One of these specialty applications might involve the aquaculture industry, says Price. “We have a tremendous salmon aquaculture industry in the Bay of Fundy, and it consumes as much livestock feed as the terrestrial livestock do in the province. There is potential for that to evolve and command specialty products to brand the fish produced,” for example, by altering the fatty acid composition of the fish meat. Or soybean may simply provide an alternative plant-based source of protein for the fish diet, as for livestock.

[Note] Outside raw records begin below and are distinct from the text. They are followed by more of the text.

PR #1956, opened 2021-08-07
arrayToQPath: use QByteArray as backing store

pijyoi:
this avoids:
1) allocation and zero-ing of bytearray
2) copy of bytearray to QByteArray

Using the benchmarking script in #1817,

test | time (s) / master | time (s) / this PR
-- | -- | --
pairs | 0.394 | 0.360
array | 0.394 | 0.365

### DIFF
--- a/pyqtgraph/functions.py
+++ b/pyqtgraph/functions.py
@@ -1957,12 +1957,13 @@ def arrayToQPath(x, y, connect='all', finiteCheck=True):
         backstore = create_qpolygonf(n)
         arr = np.frombuffer(ndarray_from_qpolygonf(backstore), dtype=[('x', 'f8'), ('y', 'f8')])
     else:
-        backstore = bytearray(4 + n*20 + 8)
+        backstore = QtCore.QByteArray()
+        backstore.resize(4 + n*20 + 8)      # contents uninitialized
+        backstore.replace(0, 4, struct.pack('>i', n))
+        # cStart, fillRule (Qt.FillRule.OddEvenFill)
+        backstore.replace(4+n*20, 8, struct.pack('>ii', 0, 0))
         arr = np.frombuffer(backstore, dtype=[('c', '>i4'), ('x', '>f8'), ('y', '>f8')],
             count=n, offset=4)
-        struct.pack_into('>i', backstore, 0, n)
-        # cStart, fillRule (Qt.FillRule.OddEvenFill)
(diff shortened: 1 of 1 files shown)


j9ac9k:
9% improvement for "free"; nice!  ...also getting away from if statements based on Qt binding versions; this diff is fantastic.

Regarding the two points, does this mean we likely have some memory consumption benefits as well (at least temporarily until the function returns?).

pijyoi:
>does this mean we likely have some memory consumption benefits as well

Yes, there is one less memory allocation.

In the pre-#1796 code: (3x allocs + 2x memcpy for PySide; 2x allocs + 1x memcpy for PyQt)
1) one ndarray.empty() (alloc-only)
2) one conversion to bytes (alloc + memcpy) (for PySide codepath)
3) one QByteArray (alloc + memcpy)

In master: (2x allocs + 1x zero + 1x memcpy)
1) one bytearray (alloc + zero)
2) one QByteArray (alloc + memcpy)

This PR: (1x alloc)
1) one QByteArray (alloc-only)

j9ac9k:
> > does this mean we likely have some memory consumption benefits as well
> 
> Yes, there is one less memory allocation.
> 
> In the pre-#1796 code: (3x allocs + 2x memcpy for PySide; 2x allocs + 1x memcpy for PyQt)
> 
> 1. one ndarray.empty() (alloc-only)
> 2. one conversion to bytes (alloc + memcpy) (for PySide codepath)
> 3. one QByteArray (alloc + memcpy)
> 
> In master: (2x allocs + 1x zero + 1x memcpy)
> 
> 1. one bytearray (alloc + zero)
> 2. one QByteArray (alloc + memcpy)
> 
> This PR: (1x alloc)
> 
> 1. one QByteArray (alloc-only)

Oh wow, as part of an IEEE paper we submitted some time ago (which did not get accepted) we did some [benchmarking of plot refresh rates vs. number of points in a line](https://github.com/pyqtgraph/IEEEVIS2021-pyqtgraph/blob/main/figures/lineBenchmark.pdf); ....this was pre #1796; we will be trying to resubmit that paper elsewhere (let me know if you're interested in joining that effort); but I'm going to be curious as to the impact of not only the speed boost but if memory consumption will play a role as well (basically, will _really_ large line-plots have significant gains...  If/when I rerun those benchmarks, I'll be sure to update you

j9ac9k:
Thanks for the PR @pijyoi this LGTM, Merging!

The market for industrial soy products remains virtually untapped. Such products include soy-based plastics and foams, lubricants, solvents, inks and coatings, and adhesives. Some of these products can replace fossil fuel-based products or industrial chemical ingredients such as urea formaldehyde that can be harmful to human health.

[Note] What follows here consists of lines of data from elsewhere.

PR #1959, opened 2021-08-08
Extend docs template to add a banner for the user survey

ixjlyons:
Submitting this before the survey goes out to collaborate on the details.

Currently it's just a paragraph on top of the body of ~every page. I think we could do a dismissible message/banner type thing, but that might be more annoying? Starting simple in any case. Suggestions welcome on anything about it really.

https://pyqtgraph--1959.org.readthedocs.build/en/1959/

@NilsNemitz @j9ac9k

### DIFF
--- a/doc/source/_templates/page.html
+++ b/doc/source/_templates/page.html
@@ -1,6 +1,6 @@
 {% extends "layout.html" %}
 {% block body %}
-    <p style="border:2px solid Tomato;font-weight:bold">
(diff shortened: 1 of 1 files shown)


j9ac9k:
I think that's perfect, I'm good with making this annoying

Achilles1515:
I think adding some padding to keep the paragraph from being suffocated by the border would look nice.

Current:
image

----------------------------------

vs `padding: 1em;`, for example:
image

Issue #1967, opened 2021-08-14
The scale argument from the ImageView setImage does not work as expected with PyQt6


Anatoly1010:
### Short description
The scale argument from the ImageView setImage method does not work as expected when using PyQt6.

### Code to reproduce

```python
import numpy as np
# force to use pyqt6 
import PyQt6
from pyqtgraph.Qt import QtGui, QtWidgets
import pyqtgraph as pg

def main():
    app = QtWidgets.QApplication([])
    
    # dummy data
    kwargs = {}
    data = np.random.normal( size = (2, 600, 600), loc = 1024, scale = 64 )

    win = QtGui.QWidget()
    win.setLayout( QtGui.QHBoxLayout() )
    win.resize(800,800)

    plot_item = view = pg.PlotItem()
    img_view = pg.ImageView( view = view )
    item = plot_item.getViewBox()
    item.invertY(False)
    
    # pos argument works correctly
    kwargs['pos'] = (500, 500)
    # scale gives rise to an error
    kwargs['scale'] = (10, 1)
    img_view.setImage( data, **kwargs )
    
    win.layout().addWidget(img_view)
    win.show()
    win.raise_()
    app.exec()
    
if __name__ == "__main__":
    main()
```

### Expected behavior

The scale argument should change a scale of the image.

### Real behavior

When using PyQt6, the scale argument returns an error. In the case of PyQt5, everything works as expected.
```
Traceback (most recent call last):
  File "image_view_error.py", line 33, in <module>
    main()
  File "image_view_error.py", line 25, in main
    img_view.setImage( data, **kwargs )
  File ".../python3.8/site-packages/pyqtgraph/imageview/ImageView.py", line 363, in setImage
    self.imageItem.scale(*scale)
TypeError: scale(self): too many arguments
```

### Tested environment(s)

 * PyQtGraph version: 0.12.2
 * Qt Python binding: PyQt6 Qt 6.1.2 // PyQt5 Qt 5.14.1 
 * Python version: 3.8.10
 * NumPy version: 1.18.3
 * Operating system: Linux Ubuntu 20.04
 * Installation method: pip

pijyoi:
Hi, thank you for reporting. ImageView is using a deprecated monkey-patched method QGraphicsItem.scale(). This monkey-patching was deliberately left out for Qt6 and usage of this method within the library was removed. You have found a leftover.

It would be appreciated if you could test out #1968 to see whether it fixes this issue.

[...]

PR #1968, opened 2021-08-14
fix: ImageView calling deprecated QGraphicsItem.scale()

pijyoi:
This PR is meant to address #1967. A leftover usage of QGraphicsItem.scale() within the library.

In addition, it fixes another problem. The documentation for ImageView says that the ```transform``` option overrides ```pos``` and ```scale```. 
```
        pos                Change the position of the displayed image
        scale              Change the scale of the displayed image
        transform          Set the transform of the displayed image. This option overrides *pos*  and *scale*.
```
However, because ```setPos()``` was used, which acts independently of ```setTransfrom()```, this was not actually true.
(Related to the discussions in #1726)

Now, the question is whether fixing the code to match the docs is in fact the right thing to do.

### DIFF
--- a/pyqtgraph/imageview/ImageView.py
+++ b/pyqtgraph/imageview/ImageView.py
@@ -358,13 +358,15 @@ class ImageView(QtGui.QWidget):
         
         profiler()
 
-        self.imageItem.resetTransform()
-        if scale is not None:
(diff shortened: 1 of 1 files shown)


j9ac9k:
Thanks @pijyoi for the quick patch!

PR #1969, opened 2021-08-17
bugfix: result of clip_array() not assigned

pijyoi:
change it to operate in-place.


j9ac9k:
Nice catch! Thanks for the PR @pijyoi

The main challenge to increasing soybean acres is simply the development of markets. “Our main market definitely is the livestock feed,” says Price. “What we’re struggling with is to develop alternative markets. We see alternative opportunities coming up, but we haven’t realized them yet like other areas because of our size.” New companies need to know that a supply is available before investing in local infrastructure.A challenge for the grower is the investment in new equipment and production practices that is required to accommodate another crop. If the grower already grows grain and has a grain seeder, the investment is minimal says MacDonald. And compared to potatoes, which must be planted, fertilized, sprayed up to 12 times per year, harvested, and then packed, soybean takes much less management. For his particular market, MacDonald says, “When you get away from the genetically modified varieties, your cropping practices are different in that you can’t spray Roundup on the crop after it comes up. You very much have to be on top of weed management.” Pests and diseases have not been serious challenges. Although aphids are present, Price says that they have not caused notable yield reductions. He says that white mould can be a problem in the humid climate of New Brunswick, but van Roestel says that it is a minor problem in Nova Scotia.Van Roestel cites two other challenges: nodulation and climate. “I think we’re not getting adequate nodulation in some fields, and that’s either from not properly applying the inoculant or from cold, wet soil conditions in late May or early June.” In addition to wet springs, drought can be a problem in July and August, which may cause pods to abort.No one can predict the future of soybean in Atlantic Canada. However, if soybean prices remain high, production increases, and markets are explored and developed, it could be a good crop for growers to add to their repertoire.